#### EXERCISE
Using the records that follow, copy every line containing the word "anymore".

[Records from a data source]
PR #5298, opened 2020-04-24
[Bugfix:Autograding] Ensure results json is utf8 encoded

emaicus:
This PR makes certain that the results json created by ```main_validator``` is utf-8 encoded by reading and re-writing the file during archival. Non utf-8 characters are stripped when reading the file.

### DIFF
--- a/autograder/autograder/autograding_utils.py
+++ b/autograder/autograder/autograding_utils.py
@@ -16,6 +16,7 @@ import zipfile
 import stat
 import subprocess
 import shutil
+import codecs
 import glob
 
 def just_write_grade_history(json_file,assignment_deadline,submission_time,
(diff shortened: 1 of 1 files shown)


autograder/autograder/autograding_utils.py
```diff
@@ -389,7 +390,16 @@ def archive_autograding_results(working_directory, job_id, which_untrusted, is_b
...
+
+            # Make certain results.json is utf-8 encoded.
+            results_json_path = os.path.join(tmp_work, 'results.json')
+            with codecs.open(results_json_path, 'r', encoding='utf-8', errors='ignore') as infile:
+                results_str = "".join(line.rstrip() for line in infile)
+                results_obj = json.loads(results_str)
+            with open(results_json_path, 'w') as outfile:
+                json.dump(results_obj, outfile, indent=4)
+
+            shutil.move(results_json_path, os.path.join(tmp_results, "results.json"))
```
MasterOdin, line 402: Would something like the following work?
```
with codecs.open(results_json_path, 'r', encoding='utf-8', errors='ignore') as infile, \
        open(os.path.join(tmp_results, 'results.json'), 'w') as outfile:
    outfile.write(infile.read())
```

PR #5307, opened 2020-04-27
[Bugfix:Autograding] Fix random input/output

emaicus:
After a recent change a number of new files were being copied in while autograding (e.g. ```user_assignment_access.json```).  However, autograding crashed when these files did not exist, as is the case when generating random input/and expected output files. 

This PR adds logic so that a crash does not occur when these files do not exist.


emaicus:
Encountered the issue described in #5308 while fixing this.

Issue #5238, opened 2020-04-07
Autosave on Notebook Gradeable


bmcutler:
**What problem are you trying to solve with Submitty**
If a student is taking a lengthy exam (e.g. 2 hours) that is coded up as a notebook gradeable (typing lengthy answers in form boxes), it would be nice to have some form of autosave, to ensure the student doesn't lose their work.  

Yes, the student can currently manually press "save" (which makes a full submission & new version).  But this requires conscious effort, and the student might not know if this is allowed/encouraged (the instructor might limit the number of penalty free submissions).

Also, ideally this would work even if the student has spotty internet, or closes the laptop lid, etc.

Let's discuss possible implementation solutions.

This might be tangentially related to #1635.  The instructor might specify a frequency and/or specific time(s) for autosave/autosubmit (e.g. at the gradeable deadline)

MasterOdin:
The easiest (and best?) would be to just use the builtin [`localStorage`](https://developer.mozilla.org/en-US/docs/Web/API/Window/localStorage) API with an attached, writing to it every handful of seconds as they type, doing something like in JS pseudo-code:
```javascript
let notebook_data = JSON.parse(localStorage.getItem('notebook_data'));
let gradeable_data = {
  id: gradeable_id
};
for (const idx in notebook_data) {
  if (notebook_data[idx].id === 'b') {
    gradeable_data = notebook_data[idx];
    notebook_data.splice(idx, 1);
  }
}

notebook_data.unshift(gradeable_data);

if (notebook_data.length > 5) {
  notebook_data.pop();
}

let timeout;
notebook_textarea.addEventListener('change', () => {
  if (!timeout) {
    timeout = setTimeout(() => {
      notebook_data[gradeable_id][notebook_textarea.dataset.id] = notebook_textarea.value;
      localStorage.setItem('notebook_data', JSON.stringify(notebook_data));
    }, 5000);
  }
}
```

This is designed that we maintain a couple of gradeables (in-case they are doing stuff concurrently for whatever reason), but that we cannot let localStorage grow unbounded as we are limited to 5MB on mobile.

There are optimizations here in that within the timeout function, we probably want to just gather all form elements at once, and so can just use one global timeout object throughout.

bmcutler:
Maybe there are 3 parts to this:

1) A warning if the user leaves the page with unsaved / unsubmitted work (Noted by @MasterOdin noted in an email)

2) An auto save of the content boxes to local storage.  (Described in previous comment)

[...]

PR #5323, opened 2020-05-01
[Feature:Submissions] Notebook Gradeable Autosave + Leave Without Submission Warning

hdrodz97:

See issue #5238

Long story short, for notebook gradeables, if one navigates away from the page without submitting, then all of their work is lost. This in particular becomes an issue with unintentional navigation: some examples include accidentally pressing Ctrl+R on the keyboard (which reloads the page) instead of typing a capital R or accidentally tapping the "back" button on mobile.

### What is the new behavior?

Two new behaviors are introduced to minimize inconvenience:

First, notebook gradeables now autosave to localStorage on every input change. When the notebook gradeable is loaded, if there is any local autosaved data present, then that data will be loaded into the gradeable so that a user may leave the page without losing all of their work.

Secondly, when any change is made to the notebook gradeable, then the page will display an "are you sure you would like to leave?" message. This notifies the user that the changes they have made are not yet submitted to the server.

### Other information?

This has been tested thus far on Google Chrome, Mozilla Firefox, and Microsoft Edge (the non-Chromium version) with mostly everything working as intended. No testing has been done on Safari yet as I lack any modern Mac or iOS devices.

There is one minor quirk in Chrome and Edge where the leave confirmation dialog box will not display if no user-initiated interaction (such as clicking and typing, *but not scrolling*) has occurred on the page yet. In the case of Chrome (and presumably any Chromium-based browser), this is intentionally disallowed behavior that is shown in the developer console. Edge does not display any message in the console, but the behavior seems to follow the same cues. To see this in action, in the "Notebook Basic" gradeable under the "DEVELOPMENT" course on the Vagrant machine, change any answer, leave the page, open the page again, and immediately leave again. In Firefox, this will properly display the warning box; however, Chrome and Edge will not show anything.

Because of this behavior as well as the fact that the "are you sure you would like to leave?" message is not customizable in modern browsers, I'm thinking we might want to additionally have a banner warning users in no uncertain terms that their changes have not been submitted yet. This is the only major thing keeping me from not tagging this as WIP.


site/public/js/gradeable-notebook.js
```diff
@@ -99,39 +188,47 @@ $(document).ready(function () {
...
-          $(recent_button_id).attr("disabled", false);
+            $(recent_button_id).attr("disabled", false);
+            $("#submit").attr("disabled", false);
+            window.onbeforeunload = () => true;
         }
-    });
+    }));
+
+    // Saving to LocalStorage on every keypress isn't fantastic, but some 
+    // quick-and-dirty profiling seems to indicate it's fine...
```
elihschiff, line 230: If you end up using what I mention above, I dont think you need this comment anymore

hdrodz97:
> You mention that you dont think we will run out of space in local storage however what happens if the same student uses lots of notebook gradeables over time, is there a chance they could run out of space? If that is a worry, maybe there needs to be a system where, maybe on page load, it checks all notebook gradeables saved in local storage and removes anything over 1 month (or any time-frame) old. This would mean adding a date of when it was saved to the json in local storage

So on this note, this shouldn't be an issue as the autosave data is cleared when the submit button is clicked. Of course, if the user doesn't ever click the submit button and does this for several gradeables then this would definitely be a worry. That being said, having a fail-safe is probably a good idea.

site/public/js/gradeable-notebook.js
```diff
@@ -65,6 +65,89 @@ function setCodeBox(codebox_id, state)
...
+ */
+function saveToLocal() {
+    if (autosaveEnabled) {
+        localStorage.setItem(AUTOSAVE_KEY, JSON.stringify({
+            multiple_choice: gatherInputAnswersByType("multiple_choice"),
+            short_answer: gatherInputAnswersByType("short_answer"),
+            codebox: gatherInputAnswersByType("codebox")
+        }));
+    }
+}
```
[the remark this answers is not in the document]
hdrodz97: I think this is a pretty good solution to this issue; I'll do this instead for the text boxes.

hdrodz97:
> Works well on firefox on ubuntu. The following errors occurred using chrome on ubuntu:
> After installing and navigating to the Notebook Basic, the following error occurred.
> 
> ```
> Uncaught SyntaxError: Unexpected end of JSON input
>     at JSON.parse (<anonymous>)
>     at cleanupAutosaveHistory (gradeable-notebook.js?v=1588463395:112)
>     at HTMLDocument.<anonymous> (gradeable-notebook.js?v=1588463395:405)
>     at e (jquery.min.js?v=1588463562:2)
>     at t (jquery.min.js?v=1588463562:2)
> ```

Looking through the code, I noticed we're using localStorage in several other places, so this is just an artifact of some of the things we're storing not being JSON objects. I'll put some extra checks to make sure we're not clearing out anything unrelated.

> I also noticed that the leave prompt on chrome says "leave site", even if you are still navigating within Submitty.

This is an unfortunate limitation of leave prompts. Customizing the text on them has been deprecated for a while, and all major browsers offer no support for it anymore (see [MDN](https://developer.mozilla.org/en-US/docs/Web/API/WindowEventHandlers/onbeforeunload#Browser_compatibility)). Judging from [this StackOverflow answer](https://stackoverflow.com/a/821227) as well as from the little bit I've searched on the topic, this event seems to be the only tool we have to stop the user from accidentally leaving the page.

bmcutler:
Still needs to be tested on safari

site/public/js/gradeable-notebook.js
```diff
@@ -65,6 +65,161 @@ function setCodeBox(codebox_id, state)
     }
 }
 
+const AUTOSAVE_KEY = `${window.location.pathname}-autosave`;
```
MasterOdin, line 68:
```suggestion
const AUTOSAVE_KEY = `${window.location.pathname}-notebook-autosave`;
```

site/public/js/gradeable-notebook.js
```diff
@@ -65,6 +65,161 @@ function setCodeBox(codebox_id, state)
...
+                // JSON.parse() will throw a SyntaxError. We don't care about
+                // these entries, so skip over them.
+                if (e instanceof SyntaxError) {
+                    continue;
+                } else {
+                    throw e;
+                }
+            }
+        }
+        toDelete.forEach(localStorage.removeItem, localStorage);
```
MasterOdin, line 135: Let's use the [endswith](https://developer.mozilla.org/en-US/docs/Web/JavaScript/Reference/Global_Objects/String/endsWith) to limit the keys we care about (just need unique suffix) instead of parsing all keys. This has the added benefit of that if any value in localStorage related to this feature gets corrupted for whatever reason, we can properly just dispose of it instead of it hanging around infinitely.
```suggestion
        for (let i = 0; i < localStorage.length; i++) {
            const key = localStorage.key(i);
            if (!key.endswith('-notebook-autosave')) {
                continue
            }
            try {
                const { timestamp } = JSON.parse(localStorage.getItem(key));

                if (msToDays(Date.now() - timestamp) > 30) {
                    toDelete.push(key);
                }
            } catch (e) {
                // item has gotten messed up, just delete it as it's unusable
                toDelete.push(key);
            }
        }
        toDelete.forEach(localStorage.removeItem, localStorage);
```

MasterOdin:
Can fix that if someone ever actually notices, as fixing it would require a decent overall of how the things get displayed, and also who knows how it'll pay with randomized notebooks. Maybe make an issue, but probably fine to just ignore it for now.

bmcutler:
@elihschiff 
This will actually likely happen when the instructor is incrementally creating & testing the gradeable and could be very confusing.
Yes its not as critical as a student seeing it during an exam, but is worth fixing.
We can make an issue for future if its not trivial to fix now.

MasterOdin:
I think in that case, let's just do a simple check of if the length of fields != the number saved in autosave, do not use autosave? That probably meets with instructor's expectations in testing the output while building up the notebook?

bmcutler:
Sure....  but I can also see us swapping the order of some questions, so the # of questions/fields is the same.

Again, if its not trivial to fix, that's ok.  I'd rather get this PR in.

#### EXERCISE RESPONSE
elihschiff, line 230: If you end up using what I mention above, I dont think you need this comment anymore
This is an unfortunate limitation of leave prompts. Customizing the text on them has been deprecated for a while, and all major browsers offer no support for it anymore (see [MDN](https://developer.mozilla.org/en-US/docs/Web/API/WindowEventHandlers/onbeforeunload#Browser_compatibility)). Judging from [this StackOverflow answer](https://stackoverflow.com/a/821227) as well as from the little bit I've searched on the topic, this event seems to be the only tool we have to stop the user from accidentally leaving the page.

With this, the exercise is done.